The quality of education is not very good because a third of professors teach without a diploma. Additionally, substructures are out-of-date: the lack of separate hygienic services for girls, the lack of airing and lighting, etc.
Also, the abuse some children face in the school location remains extensive. In fact, studies have shown that children were physically battered by their teacher and that girls were often sexually beleaguered at school or on their way to school.

Child Exploitation
Bangladeshi children, in public and private formations as well as in their families, experience different forms of violence and negligence. In school, for example, teachers often mistreat their students. The police are also known for their use of force, even towards young criminals. In Bangladesh, corporal penalty and humiliating treatments are the norm because they are allowed by law and society.

Child Marriage
Although unlawful, child marriage remains an extensive practice in Bangladesh. In fact, a third of young Bangladeshi girls are wedded before the age of 15.
Custom needs that the family of the bride pay a sum of money to the family of the groom. Sometimes, payments are paid after the marriage. The danger is that in case of non-payment, the young girl risks being battered.
Child marriages have negative consequences on their health, growth, and the full exercise of their rights. Married at an early age, young girls have limited social interaction because they have wild their education. What’s more, they risk early gravidity, which can have dangerous consequences on their health and the health of the child.
Lawmaking measures and information movements must be implemented so that Bangladesh can, on one hand, forbid these old-style harmful practices, and on the other hand, inform communities about the hazards that these customs generate.
Child Labour
Because of dangerous poverty, families are often involuntary to make their children work. They are usually employed in construction, battery recycling, road transport, car repair shops, and tobacco factories.

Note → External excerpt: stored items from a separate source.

Issue #191, opened 2017-10-30
Allow database host to be set by environment variable


ohaiwalt:
# Feature
## Why is this feature being added?

In order to set up a staging environment or any other environment not already accounted for, the database host needs to be configurable at runtime.

## What should your feature do?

Unschooled, these children grow up in miserable circumstances: long work hours, low salary, no food, etc. Additionally, they face risks associated with prostitution, discriminationabuse, etc.

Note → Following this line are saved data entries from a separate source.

PR #199, opened 2017-11-20
Social Logins Backend

PixelWitch:
# Description of changes
Preliminary implementation of Social logins, currently undergoing bugfixing and testing


sethbergman:
Crossposting this here:
https://github.com/OperationCode/operationcode_frontend/pull/743#issuecomment-345942238

app/controllers/api/v1/users_controller.rb
```diff
@@ -11,7 +11,6 @@ def index
 
       def create
         user = User.new(user_params)
-
```
hpjaj: Small nit.  Please keep this space in between the group of assigning variables, and taking actions.

app/models/user.rb
```diff
@@ -98,6 +98,21 @@ def token
     JsonWebToken.encode(user_id: self.id, roles: [], email: self.email, verified: verified)
   end
 
+  def self.from_social(data)
+    Rails.logger.info "************ email is = #{data[:email]}"
+    user = User.where(email: data[:email]).first
+
+    # Uncomment the section below if you want users to be created if they don't exist
+    unless user
+         user = User.new(first_name: data[:first_name],
```
hpjaj: Please outdent here to have consistent 2-space indentation

app/controllers/api/v1/users_controller.rb
```diff
@@ -29,6 +29,51 @@ def update
         end
       end
 
+      def exist
+        userData = params[:user]
+        Rails.logger.info "************ exist is = #{userData[:email]}"
+        user = User.where(email: userData[:email]).first
```
hpjaj: Since the `userData` is only being used once, you can save the extra variable assignment, and go straight to:

```ruby
user = User.where(email: params[:user][:email]).first
```

And a cool alternative to the `.where(...).first` pattern is the new'ish `.find_by`.  It either returns the singular record in question, or `nil`, if none is found.

```ruby
user = User.find_by(email: params[:user][:email])
```

This all assumes that we will **always** have a `:user` and `:email` populated in the params.

app/controllers/api/v1/users_controller.rb
```diff
@@ -29,6 +29,51 @@ def update
...
+        Rails.logger.info "************ user is = #{user}"
+        @redirect_path = '/profile' #change this to actually redirect to the social login function
```
hpjaj: Do we have a route established for this, so we can use the dynamic `_path` methods here (i.e. `user_profile_path`, etc.), instead of hard coding with a string?

app/controllers/api/v1/users_controller.rb
```diff
@@ -29,6 +29,51 @@ def update
...
+        unless user
+             @redirect_path = '/additional_info'
```
hpjaj: Here too.

Also, can you outdent 2 spaces.

app/controllers/api/v1/users_controller.rb
```diff
@@ -29,6 +29,51 @@ def update
...
+        end
+        Rails.logger.info "!!!!!!!!!!!! path is #{@redirect_path}"
+        render json: {
```
hpjaj: Small nit.  Since we are only returning one `key: value` pair, perhaps reduce this down to one line.  i.e.

```ruby
render json: { redirect_to: @redirect_path }
```

app/controllers/api/v1/users_controller.rb
```diff
@@ -29,6 +29,51 @@ def update
         end
       end
 
+      def exist
```
hpjaj: Can you please add in some [yard documentation](http://www.rubydoc.info/gems/yard/file/docs/Tags.md) on these new methods.  

Specifically outlining:

- what the method does
- what params should look like; what is it expecting
- a `@see` to any relevant link that would help future developers understand the method, if applicable

Here are some examples of that:

- https://github.com/OperationCode/operationcode_backend/blob/master/app/models/user.rb#L62-L70
- https://github.com/OperationCode/operationcode_backend/blob/master/app/models/resource.rb#L8-L11

-
 https://github.com/OperationCode/operationcode_backend/blob/master/app/models/git_hub_statistic.rb#L21-L25

app/controllers/api/v1/users_controller.rb
```diff
@@ -29,6 +29,51 @@ def update
...
+        Rails.logger.info "!!!!!!!!!!!! path is #{@redirect_path}"
+        render json: {
+          redirect_to: @redirect_path
+        }
+      end
+
+      def social
+        Rails.logger.info "************ got to create = #{params.inspect}"
+          path = ''
+          arr = User.from_social(params[:user])
```
hpjaj: Can we abstract lines 50 - 52 out into a private method?  For example, `set_social_user`, or something like that?

app/models/user.rb
```diff
@@ -98,6 +98,25 @@ def token
     JsonWebToken.encode(user_id: self.id, roles: [], email: self.email, verified: verified)
   end
 
+  def self.from_social(data)
+    Rails.logger.info "************ email is = #{data[:email]}"
+    user = User.where(email: data[:email]).first
+
+    path = '/profile'
```
hpjaj: Same here, re: `_path` methods

app/models/user.rb
```diff
@@ -98,6 +98,25 @@ def token
...
+    unless user
+      Rails.logger.info "!!!!!! path is = #{path}"
+      user = User.new(first_name: data[:first_name],
```
hpjaj: Can we carry this first attr down one line, for consistency and readability, like this:

```ruby
user = User.new(
  first_name: data[:first_name],
  last_name: data[:last_name],
  email: data[:email],
  zip: data[:zip],
  password: data[:password]
)
```

app/models/user.rb
```diff
@@ -98,6 +98,25 @@ def token
...
+        last_name: data[:last_name],
+        email: data[:email],
+        zip: data[:zip],
+        password: data[:password]
+      )
+      path = '/signup-info'
+    end
+
+    arr = [user, path]
```
hpjaj: You can remove this `arr` variable assignment.  Ruby will actually return the last line, for you.

So you can change it to just:

```ruby
[user, path]
```

PixelWitch: done.

app/models/user.rb
PixelWitch: done.

app/controllers/api/v1/users_controller.rb
PixelWitch: done.

app/controllers/api/v1/users_controller.rb
PixelWitch: I wasn't able to find a _path for this, but I've been thinking about it, and I don't see how a Rails path would work anyway, since the actual location change is taking place in React on the frontend. @redirect path is just getting sent back to the frontend, it's not used to go anywhere in the backend.

PixelWitch: does react have dynamic path methods?

app/controllers/api/v1/users_controller.rb
PixelWitch: outdenting is done.

PixelWitch: For the redirect_path see above.

app/controllers/api/v1/users_controller.rb
PixelWitch: done.

app/controllers/api/v1/users_controller.rb
PixelWitch: done.

app/controllers/api/v1/users_controller.rb
PixelWitch: done, let me know if you need more / different info though.

app/controllers/api/v1/users_controller.rb
hpjaj: np, the strings will work

app/controllers/api/v1/users_controller.rb
```diff
@@ -29,6 +29,57 @@ def update
...
       end
 
+      # exist
+      #
+      # When given a user's email, checks if that user is already registered in the database
+      # and sends the proper redirect url to the frontend accordingly. Called when logging in
+      # via social media.
+      # @param params The data passed in from the frontend, from which [:user][:email] (the user's email) is extracted. Expecting :user in params with parameter :email inside.
+
+      def exist
```
hpjaj: Yeah, Yard documentation takes a while to get the hang of.  For this particular method, perhaps something like:

```ruby
      # For social media logins, renders the appropriate `redirect_to` path.
      #
      # @param params [Hash] ActionController::Parameters that require a :user key, with a nested :email key.
      #   For example: { user: { email: "john@example.com" } }
      # @return [String] A string of the user's redirect_to path
      #
      def exist
        ...
      end
```

app/controllers/api/v1/users_controller.rb
```diff
@@ -29,6 +29,57 @@ def update
...
+        Rails.logger.info "!!!!!!!!!!!! path is #{@redirect_path}"
+        render json: { redirect_to: @redirect_path }
+      end
+
+      # social
+      #
+      # When using social logins, creates the user in the database if necessary, then logs them in
+      # and sends the proper redirect url to the frontend accordingly.
+
+      def social
```
hpjaj: You wanna give another stab at this Yard doc, based on the above?

app/controllers/api/v1/users_controller.rb
```diff
@@ -50,6 +101,17 @@ def by_location
 
       private
 
+      # set_social_user
```
hpjaj: I failed to mention this, but typically only `public` methods are documented.  Unless they are confusing, or justify documentation for future developer understanding.  

So you can remove the docs on this one.

app/controllers/api/v1/users_controller.rb
```diff
@@ -50,6 +101,17 @@ def by_location
...
+      #
+      # When given a user's calls the method to create the user if needed, which returns the user and the redirect path.
+      # @param params The data passed in from the frontend, from which the user's data is extracted. Expecting :user in params.
+
+      def set_social_user
```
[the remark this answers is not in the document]
PixelWitch: done.

app/controllers/api/v1/users_controller.rb
PixelWitch: done.

app/controllers/api/v1/users_controller.rb
PixelWitch: done.

app/controllers/api/v1/users_controller.rb
PixelWitch: Yep, I've revised the docs!

Makefile
```diff
@@ -27,6 +27,10 @@ build:
 console:
 	docker-compose run ${RAILS_CONTAINER} rails console
 
+.PHONY: db_create
```
hpjaj: Please change this to `routes` instead of `db_create`

PixelWitch: done.

test/controllers/api/v1/users_controller_test.rb
```diff
@@ -21,6 +21,46 @@ class Api::V1::UsersControllerTest < ActionDispatch::IntegrationTest
     assert_response :success
   end
 
+  test "exist returns /profile if the user is already registered" do
+    bob = create(:user, first_name: 'Bob', last_name: 'Belcher', email: 'bobs@burgers.com', zip: '62149', password: 'Archer' )
+    params = { user: { email: 'bobs@burgers.com'} }
+    post api_v1_users_exist_url, params: params, as: :json
```
hpjaj: With the tests, a testing pattern we try to follow is to separate and group the _setup_, _actions_, and _expectations_.  

The way that would look for this test would be:

```ruby
test "exist returns /profile if the user is already registered" do
  bob = create(:user, first_name: 'Bob', last_name: 'Belcher', email: 'bobs@burgers.com', zip: '62149', password: 'Archer' )
  params = { user: { email: 'bobs@burgers.com'} }

  post api_v1_users_exist_url, params: params, as: :json
  json = response.parsed_body
  
  assert_equal '/profile', json['redirect_to']
end
```

Can you apply that testing pattern to all your specs.

PixelWitch: done.

hpjaj:
@PixelWitch - Looks great 👍   Once the frontend PR has signed off, and the `Rails.logger`s, etc., has been removed, this will be approved.

app/controllers/api/v1/users_controller.rb
```diff
@@ -29,6 +29,49 @@ def update
...
+      # then logs them in, and renders the appropriate `redirect_to` path depending on whether the user is logging in
+      # for the first time.
+      #
+      # @return [String] A string of the user's redirect_to path
+      # @return [Json] A serialied JSON object derived from current_user
+      # @return [Token] A token that the frontend stores to know the user is logged in
+      # @see https://github.com/OperationCode/operationcode_backend/blob/master/app/controllers/api/v1/sessions_controller.rb#L8-L20
+      #
+      def social
+          path = ''
```
hpjaj: this can be removed

PixelWitch: done.

hpjaj:
@PixelWitch - You'll need to clean up the commits.  This is reflecting 129 commits, from multiple contributors.

kylemh:
Shucks. I suggested to do a rebase. I'll show her how to squash before it's due time.

kylemh:
@hpjaj you mentioned squashing commits at 100+, but I only see 41 - would you like them to be cleaned up a bit still for a good commit log?

hpjaj:
@kylemh - @PixelWitch was able to resolve commingled commits here https://github.com/OperationCode/operationcode_backend/pull/199/commits/9b1496120574ac3a3e63add7e749a15593bcf837 .  Nah I'm fine with the commit history as is.

app/controllers/api/v1/users_controller.rb
```diff
@@ -29,6 +29,48 @@ def update
...
+      # Requires that the ActionController::Parameters contain a :user key, with a nested :email key.
+      # For example: { user: { email: "john@example.com" } }
+      #
+      # @return [String] A string of the user's redirect_to path
+      # @see https://github.com/zquestz/omniauth-google-oauth2#devise
+      #
+      def exist
+        user = User.find_by(email: params[:user][:email])
+
+        @redirect_path = '/profile'
```
hpjaj: Since we are not passing `@redirect_path` to a view, can we switch it to a local variable (i.e. `redirect_path`).

app/controllers/api/v1/users_controller.rb
```diff
@@ -29,6 +29,48 @@ def update
...
+        unless user
```
hpjaj: Since `find_by` returns `nil` if the record is not found, can we flip this conditional to read in the affirmative, for readability, i.e.:

```ruby
if user.nil?
  ...
```

app/controllers/api/v1/users_controller.rb
```diff
@@ -29,6 +29,48 @@ def update
...
+      # then logs them in, and renders the appropriate `redirect_to` path depending on whether the user is logging in
+      # for the first time.
+      #
+      # @return [String] A string of the user's redirect_to path
+      # @return [Json] A serialied JSON object derived from current_user
+      # @return [Token] A token that the frontend stores to know the user is logged in
+      # @see https://github.com/OperationCode/operationcode_backend/blob/master/app/controllers/api/v1/sessions_controller.rb#L8-L20
+      #
+      def social
+          set_social_user_and_redirect
```
hpjaj: Instead of setting instance variables here for `@user` and `@redirect_path` through the `set_social_user_and_redirect` method, which could potentially leak elsewhere in the class, you can have this `User.from_social(params[:user])` method set the two local variable directly here:

```ruby
user, redirect_path = User.from_social(params[:user])
```

app/controllers/api/v1/users_controller.rb
```diff
@@ -50,6 +92,12 @@ def by_location
 
       private
 
+      def set_social_user_and_redirect
+        user_and_redirect = User.from_social(params[:user])
```
hpjaj: Based on the comment about, you can delete this method.

app/models/user.rb
```diff
@@ -104,6 +104,38 @@ def token
...
+  # For example: { user: {first_name: "Jane"},{last_name: "Doe"},{ email: "jane@example.com" },{ zip: "12345"},{ password: "Th!sIs@Pa22w0rd"} }
+  #
+  # @param data The data passed in from the frontend, from which the user's info is extracted.
+  # @return [String] A string of the user's redirect_to path
+  # @return [Json] A serialied JSON object derived from current_user
+  # @return [Token] A token that the frontend stores to know the user is logged in
+  # @return [user, path] The user and the redirect path, in an array
+  # @see https://github.com/zquestz/omniauth-google-oauth2#devise
+  #
+  def self.from_social(data)
```
hpjaj: As this returns both a `User` record, and a `path`, perhaps rename this method to be in keeping with that.  Perhaps `fetch_social_user_and_redirect_path`.

app/models/user.rb
```diff
@@ -104,6 +104,38 @@ def token
...
+    user = User.find_by(email: data[:email])
+
+    path = '/profile'
+    unless user
```
hpjaj: You can flip this conditional to the affirmative, as well.

app/controllers/api/v1/users_controller.rb
```diff
@@ -29,6 +29,48 @@ def update
...
+      #
+      # Requires that the ActionController::Parameters contain a :user key, with a nested :email key.
+      # For example: { user: { email: "john@example.com" } }
+      #
+      # @return [String] A string of the user's redirect_to path
+      # @see https://github.com/zquestz/omniauth-google-oauth2#devise
+      #
+      def exist
+        user = User.find_by(email: params[:user][:email])
+
```
hpjaj: Nit, can you remove this empty space so that the variable assignments are grouped together, and separated from the conditional with a space.

app/controllers/api/v1/users_controller.rb
```diff
@@ -29,6 +29,48 @@ def update
...
+      # For social media logins, renders the appropriate `redirect_to` path depending on whether the user is registered.
+      #
+      # Requires that the ActionController::Parameters contain a :user key, with a nested :email key.
+      # For example: { user: { email: "john@example.com" } }
+      #
+      # @return [String] A string of the user's redirect_to path
+      # @see https://github.com/zquestz/omniauth-google-oauth2#devise
+      #
+      def exist
+        user = User.find_by(email: params[:user][:email])
```
hpjaj: Cool method on hash is [dig](http://ruby-doc.org/core-2.3.0_preview1/Hash.html#method-i-dig).

This will allow you to fetch a key that is nested in a hash, while simultaneously protecting against any upstream keys being `nil`.

For example, if for some reason `params[:user]` was `nil`, this would blow up.

But with `dig`, you can call:

```ruby
params.dig(:user, :email)
```

And if `:user` is not present, the call would return `nil`, and not blow up.  It is kind of like `:try`, for hashes.

app/controllers/api/v1/users_controller.rb
```diff
@@ -29,6 +29,48 @@ def update
...
+            render json: {
+              token: @user.token,
+              user: UserSerializer.new(current_user),
+              redirect_to: @redirect_path
+            }
+          else
+            redirect_to new_user_registration_url, alert: @user.errors.full_messages.join("\n")
+          end
+      end
+
```
hpjaj: A best practice I often hear DHH, and many others, recommending that **all** controller actions be RESTful.  Meaning, trying to use only CRUD actions (`index/create/new/edit/show/update/destroy`), unless you cannot do so.  

This would require an architectural change in that these two new controller actions would go into a new, dedicated controller.  Regarding the naming of the controller, you'd try to come up with one where the standard RESTful actions  make sense.

Perhaps something like `social_users_controller.rb`.

In this way, the `exist` action could be the `show` action.  And the `social` action could be the `create` action.

And then you could change the one-off routes to be resourceful routes (i.e. `resources :social_users, only: [:create, :show]`

config/routes.rb
```diff
@@ -16,6 +16,8 @@
 
       get '/users/by_location', to: 'users#by_location'
       post '/users/profile/verify', to: 'users#verify'
+      post '/users/social', to: 'users#social'
```
hpjaj: See comments in `users_controller`

test/controllers/api/v1/users_controller_test.rb
```diff
@@ -21,6 +21,54 @@ class Api::V1::UsersControllerTest < ActionDispatch::IntegrationTest
     assert_response :success
   end
 
+  test "exist returns /profile if the user is already registered" do
```
hpjaj: These tests would be moved to a new controller test file.

app/controllers/api/v1/users_controller.rb
PixelWitch: done.

app/controllers/api/v1/users_controller.rb
PixelWitch: done.

app/controllers/api/v1/users_controller.rb
PixelWitch: done.

app/controllers/api/v1/users_controller.rb
PixelWitch: done.

app/models/user.rb
PixelWitch: done.

app/models/user.rb
PixelWitch: done.

app/controllers/api/v1/users_controller.rb
PixelWitch: done, also grouped my other methods the same way.

app/controllers/api/v1/users_controller.rb
PixelWitch: done, and changed to this pattern for the other key fetches.

hpjaj:
@PixelWitch - How goes with the above code review suggestions?

app/controllers/api/v1/social_users_controller.rb
```diff
@@ -0,0 +1,55 @@
...
+      # For social media logins, renders the appropriate `redirect_to` path depending on whether the user is registered.
+      #
+      # Requires that the ActionController::Parameters contain a :user key, with a nested :email key.
+      # For example: { user: { email: "john@example.com" } }
+      #
+      # @return [String] A string of the user's redirect_to path
+      # @see https://github.com/zquestz/omniauth-google-oauth2#devise
+      #
+      def show
+        user = User.find_by(email: params.dig(:id))
```
hpjaj: As the `email` key is nested in the `user` key, this would be `(email: params.dig(:user, :email))`

app/models/user.rb
```diff
@@ -104,6 +104,38 @@ def token
...
+  #
+  # @param data The data passed in from the frontend, from which the user's info is extracted.
+  # @return [String] A string of the user's redirect_to path
+  # @return [Json] A serialied JSON object derived from current_user
+  # @return [Token] A token that the frontend stores to know the user is logged in
+  # @return [user, path] The user and the redirect path, in an array
+  # @see https://github.com/zquestz/omniauth-google-oauth2#devise
+  #
+  def self.fetch_social_user_and_redirect_path(data)
+    user = User.find_by(email: data.dig(:email))
```
hpjaj: Same here, assuming email is nested in user

app/models/user.rb
```diff
@@ -104,6 +104,38 @@ def token
...
+
+    path = '/profile'
+    if user.nil?
+      user = User.new(
+        first_name: data.dig(:first_name),
```
hpjaj: And all these.  Take a look through here so you have a better feeling for the `dig` method:  http://ruby-doc.org/core-2.3.0/Hash.html#method-i-dig

app/controllers/api/v1/users_controller.rb
```diff
@@ -29,6 +29,48 @@ def update
...
 
+      # For social media logins, renders the appropriate `redirect_to` path depending on whether the user is registered.
+      #
+      # Requires that the ActionController::Parameters contain a :user key, with a nested :email key.
+      # For example: { user: { email: "john@example.com" } }
+      #
+      # @return [String] A string of the user's redirect_to path
+      # @see https://github.com/zquestz/omniauth-google-oauth2#devise
+      #
+      def exist
```
hpjaj: Reminder to delete all the code from this file that your ported over to the new controller

config/routes.rb
```diff
@@ -16,12 +16,17 @@
...
+      post '/users/exist', to: 'users#exist'
```
hpjaj: Reminder to delete all the routes outside of the new `social_users` ones

app/controllers/api/v1/social_users_controller.rb
```diff
@@ -0,0 +1,57 @@
...
+      # For social media logins, renders the appropriate `redirect_to` path depending on whether the user is registered.
+      #
+      # Requires that the ActionController::Parameters contain a :user key, with a nested :email key.
+      # For example: { user: { email: "john@example.com" } }
+      #
+      # @return [String] A string of the user's redirect_to path
+      # @see https://github.com/zquestz/omniauth-google-oauth2#devise
+      #
+      def show
+        logger.info(email: params.dig(:email));
```
hpjaj: can you pls remove these loggers

test/factories/code_schools.rb
```diff
@@ -8,6 +8,6 @@
     has_online Faker::Boolean.boolean
     online_only Faker::Boolean.boolean
     notes Faker::Lorem.paragraph
-    mooc Faker::Boolean.boolean
+    mooc true
```
hpjaj: I just merged a PR that fixes this issue:  https://github.com/OperationCode/operationcode_backend/pull/261

Please rebase on master, and then change this to `mooc false`, and retest.  You should be good to go at that point.

app/controllers/api/v1/social_users_controller.rb
PixelWitch: done!

test/factories/code_schools.rb
PixelWitch: and done! tests check out, I changed mooc back to a faker boolean.

app/controllers/api/v1/social_users_controller.rb
```diff
@@ -0,0 +1,55 @@
+module Api
+  module V1
+    class SocialUsersController < ApplicationController
+      before_action :authenticate_user!, only: %i[update]
+
+      # For social media logins, renders the appropriate `redirect_to` path depending on whether the user is registered.
+      #
+      # Requires that the ActionController::Parameters contain a :user key, with a nested :email key.
+      # For example: { user: { email: "john@example.com" } }
```
hpjaj: Is this still what the params look like?  I ask b/c `params.dig(:email)` implies that `email` is no longer nested in a `user` hash.

app/models/user.rb
```diff
@@ -105,18 +105,49 @@ def token
     JsonWebToken.encode(user_id: self.id, roles: [], email: self.email, verified: verified)
   end
 
+  # For social media logins, When given a user's info creates their database entry if they do not already have one, and
+  # sets the redirect path for the frontend to go to after the user is logged in
+  # for the first time.
+  #
+  # Requires that all data contains :first_name, :last_name, :email, :zip, and :password keys.
+  # For example: { user: {first_name: "Jane"},{last_name: "Doe"},{ email: "jane@example.com" },{ zip: "12345"},{ password: "Th!sIs@Pa22w0rd"} }
```
hpjaj: This is an invalid structure, with all of these hashes separated by commas.  Can you pls update.

app/controllers/api/v1/social_users_controller.rb
PixelWitch: done, changed it to reflect the new input format.

app/models/user.rb
PixelWitch: I took out the commas, let me know if what it is now is what you're looking for in terms of format.

hpjaj:
@PixelWitch - Looking good!  Can you pls add in the API docs for the new endpoints.  Steps for that are described in here:  https://github.com/OperationCode/operationcode_backend#api-documentation

apiary.apib
```diff
@@ -1043,6 +1043,97 @@ API endpoints that Operation Code's Rails backend makes available to its React f
             errors: "Some error message"
         }
 
+## Social User | Create [/api/v1/social_users{email,first_name,last_name,zip,password}]
```
hpjaj: There needs to be a `?` after the `{` for apiary to recognize all the param individually.  Here is an example:  https://github.com/OperationCode/operationcode_backend/blob/master/apiary.apib#L43

PixelWitch: done!

apiary.apib
```diff
@@ -1043,6 +1043,97 @@ API endpoints that Operation Code's Rails backend makes available to its React f
...
+                "/login"
+            }
+
++ Response 500 (application/json)
+
+        {
+            errors: "Some error message"
+        }
+
+## Social User | Show [/api/v1/social_users{email}]
```
hpjaj: Same formatting requirements apply here, too

PixelWitch: done.

app/controllers/api/v1/social_users_controller.rb
```diff
@@ -0,0 +1,56 @@
...
+          else
+            redirect_to new_user_registration_url, alert: @user.errors.full_messages.join("\n")
+          end
+      end
+
+      private
+
+      def social_user_params
+        params.require(:user).permit(
+          :email
```
hpjaj: Here is the request body for the `create` endpoint (from the apiary docs):

```
{
    "user":
        {
            "email": "jon@doe.com",
            "first_name": "Jon",
            "last_name": "Doe",
            "zip": "12345",
            "password": "Password
        }
}
```

You'll note that nested in the `user` key is a hash containing `email`.  It also contains:

```
"first_name"
"last_name"
"zip"
"password"
```

You'll want to add those other attributes to the strong parameters, so they are available as well.

PixelWitch: done.

hpjaj:
@kylemh - Merging this.  How does the frontend PR for it look?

Bangladesh is also challenged with the situation of young boy-jockeys. They are sent to the Middle East where they are employed in camel races as jockeys. Their diet is often restricted so that they don’t gain weight. Additionally, they are often subjected to physical and sexual abuse.
Youthful Righteousness
In Bangladesh, young criminals are regularly abused while in custody. What’s more, there are youthful courts, but often children are condemned by an ordinary court. Likewise, custody centers for young criminals have been industrialized, but children are usually confined with adults.
Sentences can be tremendously punitive in Bangladesh. In fact, some children less than 15 years old have been condemned to life in custodial and others, less than 18, have been condemned to death.

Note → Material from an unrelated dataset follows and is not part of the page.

PR #200, opened 2017-11-24
Revert "Added an entrypoint to docker-compose to run database migrations when…"

hpjaj:
Reverts OperationCode/operationcode_backend#186

Caused the Code Schools API to go down.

The committee of the Rights of the Child is very concerned about these sentences and endorses that the State forbid the death consequence or life in prison for youth, that it raise the age of criminal liability to 12, and that justice for minors conform to the International Convention on the Rights of the Child.

Child Trafficking
Children from poor Bangladeshi groups have a high risk of being sold by their parents, who envisage the relocation helpful: secure wages, better alive circumstances, etc. Yet the realism is whatever but: broods are browbeaten, girls in specific are at first employed as domestic domestics, then as prostitutes.
In many cases, children who are under the effect of traffickers live and work in the streets.
In Bangladesh, children infrequently have the option to express their opinions and to contribute in choices taken at home, at school, etc. Likewise, in legal and directorial minutes, youth are rarely heard. They don’t take part in decisions about them. Consequently, progress in the area of participation must be undertaken.